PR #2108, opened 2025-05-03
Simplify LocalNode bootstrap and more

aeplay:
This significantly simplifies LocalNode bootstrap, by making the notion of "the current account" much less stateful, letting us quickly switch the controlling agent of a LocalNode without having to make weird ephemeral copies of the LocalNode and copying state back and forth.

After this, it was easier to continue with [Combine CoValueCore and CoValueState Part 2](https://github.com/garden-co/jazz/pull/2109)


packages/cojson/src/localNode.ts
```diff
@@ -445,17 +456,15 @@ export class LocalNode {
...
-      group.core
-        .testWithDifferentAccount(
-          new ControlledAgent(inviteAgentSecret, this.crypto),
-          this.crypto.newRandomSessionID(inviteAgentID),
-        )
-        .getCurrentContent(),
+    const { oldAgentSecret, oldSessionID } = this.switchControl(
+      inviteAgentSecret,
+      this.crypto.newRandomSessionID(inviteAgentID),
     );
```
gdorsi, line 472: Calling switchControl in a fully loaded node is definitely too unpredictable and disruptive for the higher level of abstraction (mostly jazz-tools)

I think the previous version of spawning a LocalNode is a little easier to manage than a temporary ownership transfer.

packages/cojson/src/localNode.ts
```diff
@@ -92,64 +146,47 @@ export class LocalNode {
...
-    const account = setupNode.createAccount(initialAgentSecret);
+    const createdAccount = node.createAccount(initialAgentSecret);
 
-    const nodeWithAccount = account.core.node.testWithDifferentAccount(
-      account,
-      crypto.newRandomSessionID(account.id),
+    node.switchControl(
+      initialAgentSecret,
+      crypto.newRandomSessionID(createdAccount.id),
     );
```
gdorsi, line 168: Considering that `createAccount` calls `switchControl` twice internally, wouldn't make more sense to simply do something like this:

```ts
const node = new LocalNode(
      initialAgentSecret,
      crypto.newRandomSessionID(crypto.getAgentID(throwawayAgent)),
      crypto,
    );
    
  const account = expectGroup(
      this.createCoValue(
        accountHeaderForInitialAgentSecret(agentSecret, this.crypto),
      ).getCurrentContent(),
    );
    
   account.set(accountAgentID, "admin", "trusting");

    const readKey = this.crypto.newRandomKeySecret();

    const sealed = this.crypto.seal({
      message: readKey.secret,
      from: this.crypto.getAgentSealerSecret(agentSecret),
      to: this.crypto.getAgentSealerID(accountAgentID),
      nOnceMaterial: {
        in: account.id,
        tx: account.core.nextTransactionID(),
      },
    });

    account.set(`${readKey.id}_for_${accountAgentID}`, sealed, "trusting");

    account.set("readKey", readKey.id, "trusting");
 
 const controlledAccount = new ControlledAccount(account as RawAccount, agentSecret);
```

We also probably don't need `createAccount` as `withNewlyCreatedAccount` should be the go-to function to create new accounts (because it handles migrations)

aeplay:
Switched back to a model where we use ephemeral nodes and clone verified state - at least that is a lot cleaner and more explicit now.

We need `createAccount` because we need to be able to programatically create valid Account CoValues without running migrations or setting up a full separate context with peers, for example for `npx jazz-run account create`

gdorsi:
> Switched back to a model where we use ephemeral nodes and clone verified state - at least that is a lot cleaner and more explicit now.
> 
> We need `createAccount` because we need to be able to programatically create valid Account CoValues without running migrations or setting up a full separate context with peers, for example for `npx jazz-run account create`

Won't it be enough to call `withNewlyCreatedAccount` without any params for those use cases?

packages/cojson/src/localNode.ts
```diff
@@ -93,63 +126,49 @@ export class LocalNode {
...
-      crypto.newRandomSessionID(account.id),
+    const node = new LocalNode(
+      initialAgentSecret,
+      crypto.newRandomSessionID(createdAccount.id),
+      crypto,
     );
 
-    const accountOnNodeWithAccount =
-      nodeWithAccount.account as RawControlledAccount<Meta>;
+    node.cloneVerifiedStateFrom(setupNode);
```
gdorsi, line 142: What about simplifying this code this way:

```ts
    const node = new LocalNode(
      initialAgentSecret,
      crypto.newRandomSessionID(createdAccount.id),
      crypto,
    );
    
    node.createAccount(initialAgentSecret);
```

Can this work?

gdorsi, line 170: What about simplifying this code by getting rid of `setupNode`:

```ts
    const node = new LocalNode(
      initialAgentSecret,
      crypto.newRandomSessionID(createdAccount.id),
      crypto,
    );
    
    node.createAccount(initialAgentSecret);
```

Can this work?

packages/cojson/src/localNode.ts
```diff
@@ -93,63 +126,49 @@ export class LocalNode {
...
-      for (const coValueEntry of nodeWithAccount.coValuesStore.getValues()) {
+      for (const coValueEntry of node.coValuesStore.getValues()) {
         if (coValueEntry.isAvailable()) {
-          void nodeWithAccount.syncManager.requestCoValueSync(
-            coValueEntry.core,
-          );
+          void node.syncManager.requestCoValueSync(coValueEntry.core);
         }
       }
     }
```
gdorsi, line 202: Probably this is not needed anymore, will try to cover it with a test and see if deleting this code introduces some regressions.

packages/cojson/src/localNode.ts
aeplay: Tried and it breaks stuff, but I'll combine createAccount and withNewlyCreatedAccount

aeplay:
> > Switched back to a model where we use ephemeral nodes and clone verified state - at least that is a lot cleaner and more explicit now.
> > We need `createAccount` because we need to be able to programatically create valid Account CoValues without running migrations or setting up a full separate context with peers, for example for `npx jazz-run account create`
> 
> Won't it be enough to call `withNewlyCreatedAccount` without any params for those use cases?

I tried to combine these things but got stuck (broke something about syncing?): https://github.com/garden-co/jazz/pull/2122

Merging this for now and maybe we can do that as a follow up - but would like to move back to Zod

□ □ □

### What this task involves
Say how many lines in the preceding material include the word "those", with no other words in the reply.

### Written response
2